NEW YORK (AP) — Stocks are hanging near their records at the start of a week with several influential economic reports, including the government’s monthly jobs market survey on Friday. The S&P 500 was up 0.1% early Monday, coming off an all-time high and its latest winning month. The Dow Jones Industrial Average was off 0.1%, and the Nasdaq composite was up 0.3%. AT&T fell after saying over the weekend that sensitive information for millions of its current and former customers was recently found on the “dark web.” Treasury yields were relatively stable in the bond market. European markets were closed for a holiday.
THIS IS A BREAKING NEWS UPDATE. AP’s earlier story follows below.
Wall Street pointed higher early Monday as markets prepare to absorb a slew of high-profile economic data this week.
Futures for the Dow Jones Industrials and the S&P 500 each rose about 0.3% before the bell.
Economic reports coming this week include trade, jobless claims, vehicle sales, and the government's comprehensive March jobs report.
The U.S. stock market has been on a hot streak since late October, and the S&P 500 just capped its fifth straight winning month. It has leaped as the U.S. economy has remained remarkably solid despite high interest rates meant to get inflation under control.
And with inflation hopefully still cooling from its peak, the Federal Reserve has indicated it will likely cut interest rates several times later this year.

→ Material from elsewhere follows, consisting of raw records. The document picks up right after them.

PR #46, opened 2021-08-23
LIIKUNTA-69 | Add no results message

Jokinen:
Adds an empty search notice when there are no results for a search.

Screenshot 2021-08-23 at 13 02 03
Screenshot 2021-08-23 at 13 01 27

### DIFF
--- a/src/components/list/SearchList.tsx
+++ b/src/components/list/SearchList.tsx
@@ -1,9 +1,10 @@
 import React, { Ref, forwardRef } from "react";
 import classNames from "classnames";
-import { Button, LoadingSpinner, IconMap } from "hds-react";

Fed Chair Jerome Powell on Friday reiterated that the central bank expects to cut interest rates this year, but won’t be ready to do so until it sees evidence that annual price increases are falling toward its 2% target. Powell will speak publicly again on Wednesday at Stanford University.
The Fed responded to sizzling pandemic-induced inflation by aggressively raising its benchmark rate beginning in March 2022. Eventually, it would raise its key rate 11 times to a 23-year high of around 5.4%. The resulting higher borrowing costs helped bring inflation down — from a peak of 9.1% in June 2022 to 3.2% last month. But year-over-year price increases still remain above the Fed’s 2% target.
In corporate news, UPS shares rose 2% after the package delivery company said it will become the primary air cargo provider for the United States Postal Service, significantly expanding an existing partnership between the two. Shares of FedEx, UPS's chief rival, fell 1.9% before the bell Monday.
Asian shares were mixed on Monday, with Shanghai gaining 1% after surveys showed improvements in manufacturing conditions in China.
Sydney and Hong Kong were closed for the Easter Monday holiday.
Tokyo’s Nikkei 225 fell 1.4%, to 39,803.09, after a Bank of Japan quarterly survey on business conditions showed sentiment among large manufacturers, which include auto and electronics giants, declined in March for the first time in a year.
The Shanghai Composite index gained 1.2% to 3,077.38.
China’s National Bureau of Statistics released survey data on Sunday that showed the country’s official manufacturing PMI, or purchasing managers index, coming in at 50.8 in March, its strongest reading since March 2023.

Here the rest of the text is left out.